Massive Microsoft 365 outage due to WAN router IP change

Massive Microsoft 365 outage due to WAN router IP change – BleepingComputer

Microsoft

According to Microsoft, this week’s five-hour global outage of Microsoft 365 was caused by a change in a router’s IP address, which caused packet forwarding problems between all other routers on its wide area network (WAN).

Redmond said at the time that the outage was due to DNS and WAN network configuration issues caused by a WAN update, and that users in all regions served by the affected infrastructure were experiencing issues accessing the affected Microsoft 365 had services.
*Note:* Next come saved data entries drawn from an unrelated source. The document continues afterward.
PR #40, opened 2022-08-20
Add Security Considerations for appropriate layering of cryptographic options/parameters.

msporny:
This PR adds a security considerations section to guide the ecosystem on appropriately layering cryptographic options. This is meant to add the rationale for why the Data Integrity specification relies on cryptographic suites (and versioning) to provide protections against using dangerous options, and experimental and deprecated cryptography.

***
<a href="https://pr-preview.s3.amazonaws.com/w3c/vc-data-integrity/pull/40.html" title="Last updated on Aug 27, 2022, 7:12 PM UTC (1a508e6)">Preview</a> | <a href="https://pr-preview.s3.amazonaws.com/w3c/vc-data-integrity/40/dd15452...1a508e6.html" title="Last updated on Aug 27, 2022, 7:12 PM UTC (1a508e6)">Diff</a>

### DIFF
--- a/index.html
+++ b/index.html
@@ -1903,10 +1903,10 @@ All options are often exposed to application developers.
         </p>
         <p>
 Application developers that use cryptographic libraries often do not have the
-same level of knowledge as cryptographic algorithm designers, specification
-authors, or cryptographic library implementers. This lack of knowledge can lead
-to an inappropriate selection of cryptographic parameters and options for a
-particular application.
+requisite cryptographic expertise and knowledge necessary to appropriately
+select cryptographic parameters and options for a given application. This lack
+of expertise can lead to an inappropriate selection of cryptographic parameters
+and options for a particular application.
         </p>
         <p>
 This specification sets the priority of constituencies to protect application
--- a/index.html
+++ b/index.html
@@ -1916,10 +1916,10 @@ priorities, the following recommendations are made:
         </p>
         <ul>
           <li>
-Cryptographic algorithm designers are advised to minimize the number of
-options and parameters to as few as possible to ensure that
-cryptographic library implementers have a more easily auditable security
-attack surface for their software libraries.
+Cryptographic algorithm designers are advised [[?RFC7696]] to minimize the
+number of options and parameters to as few as possible to ensure that
+cryptographic library implementers have a more easily auditable security attack
+surface for their software libraries.
           </li>
           <li>
 Cryptographic specification authors are advised to, if possible, further
--- a/index.html
+++ b/index.html
@@ -152,7 +152,7 @@ ol.algorithm li:before { font-weight: bold; counter-increment: numsection; conte
       <p>
 This specification describes mechanisms for ensuring the authenticity and
 integrity of Verifiable Credentials and similar types of constrained digital
-documents using cryptography, especially through the use of digital 
+documents using cryptography, especially through the use of digital
 signatures and related mathematical proofs.
       </p>
     </section>
@@ -1876,6 +1876,88 @@ FIPS Digital Signature Standard
 additional guidance from
 <a href="https://www.etsi.org/deliver/etsi_ts/119300_119399/119312/01.02.01_60/ts_119312v010201p.pdf">ETSI</a>
 or other regional regulatory and standards bodies.
+        </p>
+      </section>
+
+      <section>
+        <h3>Layer Cryptographic Options Appropriately</h3>
+
+        <p>
+Modern cryptographic algorithms provide a number of tunable parameters and
+options to ensure that the algorithms can meet different use case requirements.
+For example, embedded systems have limited processing and memory environments
+and might not have the resources to generate the strongest digital signatures
+for a given algorithm. Other environments, like financial trading systems,
+might only need to protect data for a day while the trade is occuring while
+other environments might need to protect data for multiple decades. To meet
+these needs, cryptographic algorithm designers often provide multiple ways to
+configure a cryptographic algorithm.
+        </p>
+        <p>
+Cryptographic library implementers often take the specifications created by
+cryptographic algorithm designers and specification authors and implement them
+such that all options are available to the application developers that use their
+libraries. This can be due to not knowing which combination of features a
+particular application developer might need for a given cryptographic algorithm.
+All options are often exposed to application developers.
+        </p>
+        <p>
+Application developers that use cryptographic libraries often do not have the
+same level of knowledge as cryptographic algorithm designers, specification
+authors, or cryptographic library implementers. This lack of knowledge can lead
+to an inappropriate selection of cryptographic parameters and options for a
+particular application.
+        </p>
+        <p>
+This specification sets the priority of constituencies to protect application
+developers over cryptographic library implementers over cryptographic
+specification authors over cryptographic algorithm designers. Given these
+priorities, the following recommendations are made:
+        </p>
+        <ul>
+          <li>
+Cryptographic algorithm designers are advised to minimize the number of
+options and parameters to as few as possible to ensure that
+cryptographic library implementers have a more easily auditable security
+attack surface for their software libraries.
+          </li>
+          <li>
+Cryptographic specification authors are advised to, if possible, further
+minimize the number of options and parameters to as few as possible to ensure
+cryptographic agility while also keeping the auditable security
+attack surface for downstream software libraries to a minimum.
+          </li>
+          <li>
+Cryptographic library implementers are advised to, if possible, provide known
+good combinations of options and parameters to application developers. By
+default, there would ideally be two pre-set configurations for any algorithmic
+class, such as Elliptic Curve Digital Signatures, with no ability (by default)
+to fine tune parameters and options. While library options can be provided to
+experts to fine tune the library, usage of those options among the general
+application developer population is to be discouraged.
+          </li>
+          <li>
+Application developers are advised to choose from a number of pre-set
+cryptography library configurations and to avoid modifying cryptographic
+options and parameters, or using experimental or deprecated cryptography.
+          </li>
+        </ul>
+
+        <p>
+The guidance above is provided to ensure that useful cryptographic options and
+parameters are provided at the lower layers of the architecture while not
+exposing those options and parameters to application developers that are ill
+suited to understand the benefits and drawbacks of each option.
+        </p>
+
+        <p class="issue"
+          title="Use of experimental and deprecated cryptography">
+The VCWG is seeking guidance on adding language to allow the use of experimental
+or deprecated cryptography. By default, those features will be disabled and will
+require the developer to specifically allow use on a per-cryptographic suite
+basis. There will be requirements for all implementing libraries to throw errors
+or warnings when deprecated or experimental options are selected without the
+appropriate override flags.
         </p>
       </section>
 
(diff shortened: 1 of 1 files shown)


index.html
```diff
@@ -1879,6 +1879,88 @@ <h3>Versioning Cryptography Suites</h3>
         </p>
       </section>
 
+      <section>
+        <h3>Layer Cryptographic Options Appropriately</h3>
```
dlongley: This seems to be more about:

```suggestion
        <h3>Prioritize Application Developers</h3>
```

This section seems to weave both of these ideas together: Cryptography is about protecting data, but good cryptographic primitives and implementations also protect application developers from their (often intentional) lack of knowledge about how the cryptography works. Application developers have other things they need to focus on. Additionally, good crypto tools and application of primitives must prioritize application developer use cases -- or else the tools will ultimately not be used. This may mean that where two goals are competing with one another: crypto implementation difficulty vs. crypto tool usefulness to application developers... that application developers should be prioritized -- but not so much so that security becomes infeasible. We may want to mention that test suites for the implementation of the crypto tools (like data integrity suites) can help in these situations?

Note: Also, it's better to avoid the word "appropriately" because it can be interpreted very subjectively -- "fit for purpose" with a discussion of the intended purpose(s) might avoid this problem.

dlongley (approved):

index.html
TallTed: I think this is not just about Application Developers, and I agree that "appropriately" can be problematic. Hence —
```suggestion
        <h3>Protecting Application Developers</h3>
```

index.html
```diff
@@ -1879,6 +1879,88 @@ <h3>Versioning Cryptography Suites</h3>
...
+
+        <p>
+Modern cryptographic algorithms provide a number of tunable parameters and
+options to ensure that the algorithms can meet different use case requirements.
```
```suggestion
options to ensure that the algorithms can meet the varied requirements of different use cases.
```

index.html
```diff
@@ -1879,6 +1879,88 @@ <h3>Versioning Cryptography Suites</h3>
...
+For example, embedded systems have limited processing and memory environments
+and might not have the resources to generate the strongest digital signatures
+for a given algorithm. Other environments, like financial trading systems,
+might only need to protect data for a day while the trade is occuring while
```
```suggestion
might only need to protect data for a day while the trade is occurring, while
```

index.html
```diff
@@ -1879,6 +1879,88 @@ <h3>Versioning Cryptography Suites</h3>
...
+other environments might need to protect data for multiple decades. To meet
+these needs, cryptographic algorithm designers often provide multiple ways to
+configure a cryptographic algorithm.
+        </p>
+        <p>
+Cryptographic library implementers often take the specifications created by
+cryptographic algorithm designers and specification authors and implement them
+such that all options are available to the application developers that use their
+libraries. This can be due to not knowing which combination of features a
+particular application developer might need for a given cryptographic algorithm.
```
```suggestion
particular application developer might need for a given cryptographic deployment.
```

index.html
```diff
@@ -1879,6 +1879,88 @@ <h3>Versioning Cryptography Suites</h3>
...
+attack surface for downstream software libraries to a minimum.
+          </li>
+          <li>
+Cryptographic library implementers are advised to, if possible, provide known
+good combinations of options and parameters to application developers. By
+default, there would ideally be two pre-set configurations for any algorithmic
+class, such as Elliptic Curve Digital Signatures, with no ability (by default)
+to fine tune parameters and options. While library options can be provided to
+experts to fine tune the library, usage of those options among the general
+application developer population is to be discouraged.
```
```suggestion
Cryptographic library implementers are advised to, if possible, provide known
good combinations of options and parameters to application developers. There
would ideally be two pre-set default configurations for any algorithmic
class, such as Elliptic Curve Digital Signatures, with no ability
to fine tune parameters and options when using these pre-sets. Library options can be provided to
experts to fine tune their use of the library, use of those options by the general
application developer population is to be discouraged.
```

index.html
```diff
@@ -1879,6 +1879,88 @@ <h3>Versioning Cryptography Suites</h3>
...
+          </li>
+          <li>
+Application developers are advised to choose from a number of pre-set
+cryptography library configurations and to avoid modifying cryptographic
+options and parameters, or using experimental or deprecated cryptography.
+          </li>
+        </ul>
+
+        <p>
+The guidance above is provided to ensure that useful cryptographic options and
```
```suggestion
The guidance above is meant to ensure that useful cryptographic options and
```

index.html
```diff
@@ -1879,6 +1879,88 @@ <h3>Versioning Cryptography Suites</h3>
...
+parameters are provided at the lower layers of the architecture while not
+exposing those options and parameters to application developers that are ill
+suited to understand the benefits and drawbacks of each option.
```
```suggestion
exposing those options and parameters to application developers who may not
fully understand the balancing benefits and drawbacks of each option.
```

index.html
```diff
@@ -1879,6 +1879,88 @@ <h3>Versioning Cryptography Suites</h3>
...
+        </p>
+
+        <p class="issue"
+          title="Use of experimental and deprecated cryptography">
+The VCWG is seeking guidance on adding language to allow the use of experimental
+or deprecated cryptography. By default, those features will be disabled and will
+require the developer to specifically allow use on a per-cryptographic suite
```
TallTed: Which `developer` here — library or application or other?

TallTed (changes requested):

index.html
```diff
@@ -1879,6 +1879,88 @@ <h3>Versioning Cryptography Suites</h3>
...
+        <p>
+Cryptographic library implementers often take the specifications created by
+cryptographic algorithm designers and specification authors and implement them
+such that all options are available to the application developers that use their
+libraries. This can be due to not knowing which combination of features a
+particular application developer might need for a given cryptographic algorithm.
+All options are often exposed to application developers.
+        </p>
+        <p>
+Application developers that use cryptographic libraries often do not have the
```
thereisnogabe, line 1905: I get the point you're making, but feel like some nuance is missed. A developers lack of mathematical understanding of [S-box construction](https://en.wikipedia.org/wiki/Rijndael_S-box) likely does not impact their ability to use AES affectively. Perhaps rephrasing "cryptographic algorithm designers" with "Security Practitioners" may work...

index.html
```diff
@@ -1879,6 +1879,88 @@ <h3>Versioning Cryptography Suites</h3>
...
+        </p>
+        <p>
+This specification sets the priority of constituencies to protect application
+developers over cryptographic library implementers over cryptographic
+specification authors over cryptographic algorithm designers. Given these
+priorities, the following recommendations are made:
+        </p>
+        <ul>
+          <li>
+Cryptographic algorithm designers are advised to minimize the number of
```
thereisnogabe: having this kind of suggestion in the spec really feels like the tail wagging the dog. I would be more comfortable focusing just on implementers of the spec which are often "cryptographic library implementers" and "application developers"

index.html
dlongley: > A developers lack of mathematical understanding of [S-box construction](https://en.wikipedia.org/wiki/Rijndael_S-box) likely does not impact their ability to use AES affectively.

True -- I think what we want to capture though are things like an application developer setting up their software to use AES-GCM, but because the chosen library also supports AES-CBC, an attacker can downgrade to it.

index.html
dlongley: Yeah, maybe this is meant to be "Cryptographic suite designers".

index.html
msporny: The titles need to be 3 words long or they wrap on most devices, we want something pithy. The title you provided is accurate, but might not result in something "sticky".

Suggesting "Prioritize Application Developers" as a "Security Consideration".

index.html
```suggestion
require the application developer to specifically allow use on a per-cryptographic suite
```

msporny: Good catch... it was meant to be "application", which I've included in the text now.

index.html
msporny: This section is intended to convey a full top-to-bottom philosophy. I'll note that this conversation has surfaced in CFRG before and [is currently being debated](https://mailarchive.ietf.org/arch/msg/cfrg/FpfQFAtqwn5gHPV619RLvMAu98I/). I believe that not including the foundational work that the IETF CFRG does would be problematic as there is a feedback cycle that exists between the high-level security protocols and the low-level security primitives. One of the problems with the current state of the industry is in the myriad of options that are provided at the low-level and then are needlessly exposed to application developers that don't know any better.

Explaining the complete philosophy is better than just explaining part of the philosophy, IMHO.

That said, we might be missing a layer, as "cryptographic library implementers" (libcrypto) are different from "cryptographic suite designers" (eddsa-2022), which are different from "cryptographic suite implementers" (di.js).

I'll try to take this into account and rewrite bits of this section. Suggestions at concrete text will help if you guys have any for this particular issue.

index.html
msporny: My concern with "Security practitioners" is that it's too broad... that's like the union of "cryptographic algorithm designers, cryptographic library implementers, cryptographic suite designers, cryptographic suite implementers", right?

If we break the "groups of people that do things" into too many subgroups, it might be hard to follow the argument... if we combine too many of them into too few groups, it might not resonate with readers ("something seems off with these groups").

Got any concrete language suggestions, given the above?

thereisnogabe: what about something like

```
Application developers that use cryptographic libraries often do not have the requisite cryptographic expertise and  knowledge necessary to appropriately select cryptographic parameters and options for a given application.
```

index.html
thereisnogabe: > not including the foundational work that the IETF CFRG does would be problematic as there is a feedback cycle that exists between the high-level security protocols and the low-level security primitives

Agree here. Is there a middle ground where we can reference (or directly quote) an IETF document to not seem as if we're making these prescriptions ourselves?

index.html
TallTed: moved to https://github.com/w3c/vc-data-integrity/pull/40#pullrequestreview-1085748275

index.html
```diff
@@ -1879,6 +1879,88 @@ <h3>Versioning Cryptography Suites</h3>
         </p>
       </section>
 
+      <section>
+        <h3>Prioritize Application Developers</h3>
```
TallTed: > [@msporny] The titles need to be 3 words long or they wrap on most devices, we want something pithy. The title you provided is accurate, but might not result in something "sticky".
>
> Suggesting "Prioritize Application Developers" as a "Security Consideration".

Hrm. That line wrap length is VERY limiting, and quite troubling! I'm revising my suggestion anyway. "Prioritize" still feels wrong. My revised suggestion of "Protecting Application Developers" doesn't feel quite right, either, as I think it's more like "Protecting Application Developers [and Users from Developer Footguns]"... Maybe saying this will spark inspiration in someone else.

```suggestion
        <h3>Protecting Application Developers</h3>
```

TallTed (changes requested):
That subsection title doesn't quite work for me yet...  Not a complete blocker but maybe it warrants an issue to be come back to later.

index.html
TallTed: This can be marked "resolved" (but I don't have that button)

index.html
msporny: Fixed in 3a788ad56421a496e0d6f0b8e91027ac8c3e9664.

index.html
msporny: Fixed in 1a508e62597d326f1ace75c594df29ec53eac56c.

msporny:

The issue resulted in ripple service impacts, peaking approximately every 30 minutes, as reported on the Microsoft Azure service status page (this status page was also affected as it intermittently displayed “504 Gateway Timeout” errors).
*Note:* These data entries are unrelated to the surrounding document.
PR #43, opened 2022-08-21
Add Security Considerations regarding Data Opacity.

msporny:
This PR adds a security considerations section related to data opacity as it related to the design of cryptographic suites.

***
<a href="https://pr-preview.s3.amazonaws.com/w3c/vc-data-integrity/pull/43.html" title="Last updated on Aug 27, 2022, 7:38 PM UTC (f426230)">Preview</a> | <a href="https://pr-preview.s3.amazonaws.com/w3c/vc-data-integrity/43/b7c2833...f426230.html" title="Last updated on Aug 27, 2022, 7:38 PM UTC (f426230)">Diff</a>

### DIFF
--- a/index.html
+++ b/index.html
@@ -2108,34 +2108,35 @@ digitally signed data that has multiple nested base-encoded payloads.
 Similarly, a cryptographically protected payload that can be processed by
 multiple upstream networked systems increases the ability to properly layer
 security architectures. For example, if upstream systems do not have to
-repeatedly decode the incoming payload, it increases the ability for a system
-to distribute processing load by specializing upstream subsystems to actively
+repeatedly decode the incoming payload, it increases the ability for a system to
+distribute processing load by specializing upstream subsystems to actively
 combat attacks. While a digital signature needs to always be checked before
-taking action, other upstream checks can be performed &mdash; such as
-identifier-based rate limiting, signature expiration checking, or
-nonce/challenge checking &mdash; to reject obviously bad requests.
+taking substantive action, other upstream checks can be performed on transparent
+payloads &mdash; such as identifier-based rate limiting, signature expiration
+checking, or nonce/challenge checking &mdash; to reject obviously bad requests.
         </p>
         <p>
 Additionally, if a developer is not able to easily view data in a system, the
 ability to easily audit or debug system correctness is hampered. For example,
 requiring application developers to cut-and-paste base-encoded application data
 makes development more challenging and increases the chances that obvious bugs
-will be missed because every message needs to go through a base-decoding tool
-that is external to the system.
+will be missed because every message needs to go through a manually operated
+base-decoding tool.
         </p>
         <p>
 There are times, however, where the correct design decision is to make data
 opaque. Data that does not need to be processed by other application subsystems,
 as well as data that does not need to be modified or accessed by an application
-developer, can be stored in opaque formats. Examples include digital signature
-values, cryptographic key parameters, and other data fields that only need to be
-accessed by a cryptographic library and need not be modified by the application
-developer. There are also examples where data opacity is appropriate when the
-underlying subsystem does not expose the application developer to the underlying
-complexity of the opaque data, such as databases that perform encryption at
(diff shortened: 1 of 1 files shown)


index.html
```diff
@@ -2073,6 +2073,42 @@ <h3>Transformations</h3>
...
+that can be processed by multiple upstream networked systems without having to
+repeatedly decode the payload increases the ability for a system to share
+processing load. Additionally, if a developer is not able to easily view data in
+a system, the ability to easily audit or debug system correctness is hampered.
+        </p>
+        <p>
+There are times, however, where the correct design decision is to make data
+opaque. Data that does not need to be processed by other application subsystems
+or data that does not need to be modified or accessed by an application
+developer can be stored in opaque formats. Examples include digital signature
```
```suggestion
opaque. Data that does not need to be processed by other application subsystems,
as well as data that does not need to be modified or accessed by an application
developer, can be stored in opaque formats. Examples include digital signature
```

index.html
```diff
@@ -2073,6 +2073,42 @@ <h3>Transformations</h3>
...
+values, cryptographic key parameters, and other data fields that only need to
+be accessed by a cryptographic library and need not be modified by the
+application developer.
+        </p>
+        <p>
+This specification strives to provide an architecture where application data
+remains in its native format and is not made opaque while other cryptographic
```
```suggestion
remains in its native format and is not made opaque, while other cryptographic
```

index.html
```diff
@@ -2073,6 +2073,42 @@ <h3>Transformations</h3>
...
+data, such as digital signatures, are kept in their opaque binary encoded form.
+Cryptographic suite implementers are urged to consider data opacity when
+designing their suites and weigh the design trade-offs when making application
+data opaque and when providing access to cryptographic data at the application
```
```suggestion
designing their suites, and to weigh the design trade-offs when making application
data opaque versus providing access to cryptographic data at the application
```

TallTed (changes requested):

index.html
```diff
@@ -2073,6 +2073,42 @@ <h3>Transformations</h3>
...
+        <h3>Data Opacity</h3>
+
+        <p>
+The inspectability of application data has effects on system efficiency and
+developer productivity. When cryptographically protected application data, such
+as base-encoded binary data, is not easily processed by application subsystems,
+such as databases, it increases the effort of working with with the
+cryptographically protected information. For example, a cryptographically
+protected payload that can be natively stored and indexed by a database will
+result in a simpler system. Similarly, a cryptographically protected payload
```
dlongley: Not talking about the "unseen" complexities here by only mentioning a "simpler system" may not address people's concerns -- we'll see. Some of the "unseen" benefits include not losing integrity proofs when data is transformed:

* allowing application developers to avoid creating complex systems that duplicate data (having one copy that is data integrity protected and another that is essentially not... but is presumed to have been checked and is what the application actually runs on)
* allowing application developers to avoid each creating their own solutions (which may differ and therefore generate more work in aggregate) to solve the impedance mismatch of using the data vs. maintaining one or more data integrity proofs (with multiple proofs perhaps implying multiple nested copies of the data).

dlongley (approved):

index.html
TallTed: It may also be worth mentioning that there are encrypted-at-rest (EAR) DBMS out there (Virtuoso is optionally one such), such that the DBMS natively stores and indexes the data, but it's not extractable from that storage without the relevant key(s).  This can result in a deceptively simple system, i.e., a system which appears simple to the casual observer, but is significantly more complex below the surface.

msporny: @dlongley wrote:
> Not talking about the "unseen" complexities here by only mentioning a "simpler system" may not address people's concerns

Added language in 60a61cb2124da4822537cc7f74cb9c664159ca14 to address your concern.

@TallTed wrote:
> It may also be worth mentioning that there are encrypted-at-rest (EAR) DBMS out there

Added language in 007125d7d9e4ba2dc983c3b2c1fa1481d01851dd to address your concern.

TallTed (approved):

msporny:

The list of services affected by the outage included Microsoft Teams, Exchange Online, Outlook, SharePoint Online, OneDrive for Business, PowerBi, Microsoft 365 admin center, Microsoft Graph, Microsoft Intune, Microsoft Defender for Cloud Apps, and Microsoft Defender for Identity.

Overall, it took Redmond over five hours to fix the issue, from 7:05 a.m. UTC when it began investigating to 12:43 p.m. UTC when service was restored.

“Between 07:05 UTC and 12:43 UTC on January 25, 2023, customers experienced network connectivity issues, manifested as long network latencies and/or timeouts when attempting to connect to resources hosted in Azure regions, as well as other Microsoft services, including Microsoft 365 and Power Platform,” Microsoft said in a preliminary report released today after the incident.

“While most regions and services had recovered by 09:00 UTC, intermittent packet loss issues were fully resolved by 12:43 UTC. This incident also impacted Azure Government Cloud services that depended on the Azure public cloud.”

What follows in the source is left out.